頭で分かっている事は、心の動きで書き換えられることがある。
一昨年の東京マンション実験は、だめだと思われた後肢に異常があるオオクワガタのメスでペアリングを行った。結果は幼虫が生れ大成功だった。しかし、サンプル数は僅かワンペアで、後肢が欠損する種虫で交尾が必ず成功するか結論を保留した。翌年の同実験は、6ペアで50%の交尾成功率だった。
結果は驚きだった。心は一昨年の成功で、すべて上手く行くものだと、知らぬ間に信じていた。冷静に考えると、一昨年の結果は参考値であり、サンプル数がそろわないと結論が出せない。頭では分かったつもりでいたが、心が別の動きをしていた。驚きの正体は、自分自身の心の動きだった。
そもそも正常な種虫であっても、幼虫は必ず生まれて来るものでない。クワカブ研究所にある過去二年分のデータによると、交尾の成功率は86%であった。サンプル数は731あり、同一条件の集計結果として数パーセントの誤差で信用してもいいだろう。言うまでもなく、後肢に異常がある種虫は、必ず成功することなどあり得えず、鬼の首を取った気持ちでいた自分を恥じた。
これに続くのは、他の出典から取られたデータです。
PR #1593, opened 2017-01-20
Add releases limit option

ianmalott:
Usage:

```shell
convox releases # defaults to 20
convox releases --limit=4
convox releases --limit=30
```

### DIFF
--- a/api/controllers/routes.go
+++ b/api/controllers/routes.go
@@ -35,7 +35,7 @@ func NewRouter() (router *mux.Router) {
 	router.HandleFunc("/apps/{app}/processes/{process}", api("process.stop", ProcessStop)).Methods("DELETE")
 	router.HandleFunc("/apps/{app}/processes/{process}/run", api("process.run.detach", ProcessRunDetached)).Methods("POST")
 	router.HandleFunc("/apps/{app}/releases", api("release.list", ReleaseList)).Methods("GET")
-	router.HandleFunc("/apps/{app}/releases", api("release.list", ReleaseList)).Methods("GET").Queries("limit", "")
+	router.HandleFunc("/apps/{app}/releases", api("release.list", ReleaseList)).Methods("GET").Queries("limit", "{limit:[0-9]+}")
 	router.HandleFunc("/apps/{app}/releases/{release}", api("release.get", ReleaseGet)).Methods("GET")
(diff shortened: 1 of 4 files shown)


api/controllers/routes.go
```diff
@@ -35,6 +35,7 @@ func NewRouter() (router *mux.Router) {
 	router.HandleFunc("/apps/{app}/processes/{process}", api("process.stop", ProcessStop)).Methods("DELETE")
 	router.HandleFunc("/apps/{app}/processes/{process}/run", api("process.run.detach", ProcessRunDetached)).Methods("POST")
 	router.HandleFunc("/apps/{app}/releases", api("release.list", ReleaseList)).Methods("GET")
+	router.HandleFunc("/apps/{app}/releases", api("release.list", ReleaseList)).Methods("GET").Queries("limit", "{limit:[0-9]+}")
```
ianmalott: I stuck this in a [separate commit](https://github.com/convox/rack/pull/1593/commits/7e9ae9a623668cb20adcc39981ea31164cff1d6d) because I wasn't sure if we'd want to restrict the param values with a regex, and I didn't find precedents to reference in convox/rack or convox/console.

```diff
-	router.HandleFunc("/apps/{app}/releases", api("release.list", ReleaseList)).Methods("GET").Queries("limit", "")
+	router.HandleFunc("/apps/{app}/releases", api("release.list", ReleaseList)).Methods("GET").Queries("limit", "{limit:[0-9]+}")
```

client/releases.go
```diff
@@ -29,6 +29,19 @@ func (c *Client) GetReleases(app string) (Releases, error) {
 	return releases, nil
 }
 
+// GetReleasesWithLimit requests releases of an app, overriding the default limit.
+func (c *Client) GetReleasesWithLimit(app string, limit int) (Releases, error) {
```
MiguelMoll: I'm wondering if we should condense this with `GetReleases(app string)` by adding the limit parameter to it. That way we keep one code path when it comes to getting releases.

api/controllers/routes.go
MiguelMoll: This makes sense and looks right. 👍

client/releases.go
ianmalott: Happy to go either way. I started going down the path you mention, but then I saw this pattern used for builds:

https://github.com/convox/rack/blob/master/client/builds.go#L40

MiguelMoll: All good. There is precedent so it's good as is. 👍

Issue #1560, opened 2017-01-16
`--id` support for convox env set


mwarkentin:
`convox build` and `convox deploy` both support a `--id` option to improve scripting support:

> --id				build logs on stderr, build id on stdout (useful for scripting)

It'd be nice if `convox env set` had this as well (which also creates a new release like the other two).

soulshake:
Ooh, I hadn't even noticed the existence of the `--id` flag. Will try to address this in a separate PR.

soulshake:
![](https://github.trello.services/images/mini-trello-icon.png) [--id support for 'convox env set'](https://trello.com/c/xACBkP84/1576-id-support-for-convox-env-set)

nzoschke:
Closing this in favor of an earlier issue #1424

PR #1594, opened 2017-01-20
Initial commit adding --id to 'convox env set'

soulshake:
Attempt to address #1560 
This needs to be refactored.

Also, I can't figure out how to test `--promote` behavior :(


soulshake:
[--id support for 'convox env set'](https://trello.com/c/HORtTg05/1598-id-support-for-convox-env-set)

cmd/convox/env.go
```diff
@@ -166,27 +175,46 @@ func cmdEnvSet(c *cli.Context) error {
...
 		return stdcli.Error(err)
 	}
 
-	fmt.Println("OK")
+	output.Write([]byte("OK\n"))
 
 	if releaseID != "" {
 		if c.Bool("promote") {
-			fmt.Printf("Promoting %s... ", releaseID)
+			output.Write([]byte(fmt.Sprintf("Promoting ")))
```
MiguelMoll: Any reason not to keep the same text as before? `"Promoting %s... "`

cmd/convox/env.go
```diff
@@ -166,27 +175,46 @@ func cmdEnvSet(c *cli.Context) error {
...
+			os.Stdout.Write([]byte(fmt.Sprintf("%s", releaseID)))
```
MiguelMoll: Don't think this is needed if the format above is followed.

cmd/convox/env.go
```diff
@@ -166,27 +175,46 @@ func cmdEnvSet(c *cli.Context) error {
...
 
 			_, err = rackClient(c).PromoteRelease(app, releaseID)
 			if err != nil {
 				return stdcli.Error(err)
 			}
 
-			fmt.Println("OK")
+			// If we're redirecting stdout but not stderr, print the release ID to stderr
+			if c.Bool("id") && terminal.IsTerminal(int(os.Stderr.Fd())) && !terminal.IsTerminal(int(os.Stdout.Fd())) {
```
MiguelMoll: Wouldn't a check for just `c.Bool("id")` be enough?

cmd/convox/env.go
```diff
@@ -166,27 +175,46 @@ func cmdEnvSet(c *cli.Context) error {
...
+				output.Write([]byte(fmt.Sprintf("%s", releaseID)))
+			}
+
+			output.Write([]byte("... OK\n"))
 		} else {
-			fmt.Printf("To deploy these changes run `convox releases promote %s`\n", releaseID)
+			output.Write([]byte("To deploy these changes run `convox releases promote "))
+			os.Stdout.Write([]byte(fmt.Sprintf("%s", releaseID)))
```
MiguelMoll: We could combine this two outputs as above.

cmd/convox/env.go
```diff
@@ -166,27 +175,46 @@ func cmdEnvSet(c *cli.Context) error {
...
+
+			// If we're redirecting stdout but not stderr, print the release ID to stderr
+			if c.Bool("id") && terminal.IsTerminal(int(os.Stderr.Fd())) && !terminal.IsTerminal(int(os.Stdout.Fd())) {
```
MiguelMoll: `c.Bool("id")` check?

cmd/convox/env.go
soulshake: As I recall from my manual testing, something like this is needed because otherwise if the user redirects the output to a file, stderr will print something like

```
To deploy these changes run `convox releases promote `
```
 without the release ID (and/or the release ID will get written to stdout twice.)

cmd/convox/env.go
```diff
@@ -11,6 +11,7 @@ import (
 	"strings"
 
 	"github.com/convox/rack/cmd/convox/stdcli"
+	//"golang.org/x/crypto/ssh/terminal"
```
MiguelMoll: We can remove this line if it's not used.

mwarkentin:
🎉

PR #1595, opened 2017-01-20
Verify app name and process ID when calling exec

MiguelMoll:


MiguelMoll:
[convox exec use correct app](https://trello.com/c/x8sPIPob/1648-convox-exec-use-correct-app)

MiguelMoll:
Good point. I can be of concern if the list reaches 100s of processes. Perhaps check the ARN name for the app name instead? Doesn't seem right.

PR #1602, opened 2017-01-24
WIP: Add Rack to Console from CLI `convox install`

nzoschke:
If logged into console, register the rack there instead of saving credentials locally.

There are a few design questions:

- [ ] How do you control what org and what rack name it is added to?
- [ ] Should switchHost not get called in other scenarios?


nzoschke:
[Add rack to console from `convox install`](https://trello.com/c/GTkDADim/1675-add-rack-to-console-from-convox-install)

nzoschke:
Closing this, not an important change for now.

PR #160, opened 2017-06-22
adds permission collision workaround

esotrope:


webapp/src/main/java/org/opentestsystem/rdw/reporting/security/auth/DefaultAuthorizationService.java
```diff
@@ -57,7 +58,14 @@ public DefaultAuthorizationService(
...
             }
         }
-        return ImmutableSet.copyOf(grants);
+        return ImmutableSet.copyOf(sanitizeGrants(grants));
+    }
+
+    // TODO decide strategy for resolving case where users are assigned roles with colliding permission sets
+    private Collection<Grant> sanitizeGrants(final Collection<Grant> grants) {
+        return grants.stream().anyMatch(grant -> "PII".equals(grant.getRole()))
+                ? grants.stream().filter(grant -> !"PII_GROUP".equals(grant.getRole())).collect(toSet())
```
malaffoon: not quite grokking this but if it allows dwtest@example.com to login locally, then i'm all for it!

webapp/src/main/java/org/opentestsystem/rdw/reporting/security/auth/DefaultAuthorizationService.java
```diff
@@ -57,7 +58,14 @@ public DefaultAuthorizationService(
...
+                : grants;
```
esotrope: There is a tenancy chain precedence issue that arose with the following permission role mapping update:
PII -> INDIVIDUAL_PII_READ, GROUP_PII_READ, GROUP_READ
PII_GROUP -> GROUP_PII_READ, GROUP_READ
In this workaround the app ignores the tenancy chain PII_GROUP entries if a PII entry exists.

malaffoon: got it ... perhaps a comment to that affect in the code?

jtreuting: This doesn't feel right to me.  I don't think we should be hard-coding roles into the code because we shouldn't care about roles at all, we should only care about permissions that are derived from whatever roles there are.  Since we don't control roles. they could create a role `BOB` that has `INDIVIDUAL_PII_READ` permissions and never use a role called `PII`

esotrope: Yeah agreed. This is meant to be a hotfix and discussion opener as to how we want to resolve competing permissions.
Users could have 
PII|org set A
PII_GROUP|org set B
both of these roles have a GROUP_PII_READ permission which organizations should we associate with the permission? A, B or the union of A and B?

jtreuting: if we have the simple case of a teacher at a single school .... then no matter how they get a permission, meaning which role gives it to them, they have it so they get a union of all the permissions regardless of the role.

i think it can get more complex to calculate if they have a role at a district level and then different roles at a school level.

オオクワガタの後肢は交尾に使われるため、異常があると一般的に交尾が難しいと考えられている。過去2年、6ペアの交尾実験結果は、メスのみに異常がある場合も、オスのみの場合も、50%の成功率であった。幼虫が生れる可能性は、現時点で統計的に五分五分である。また、オスとメス共に後肢異常がある場合は、サンプル数が1のため、さらなる実験が必要である。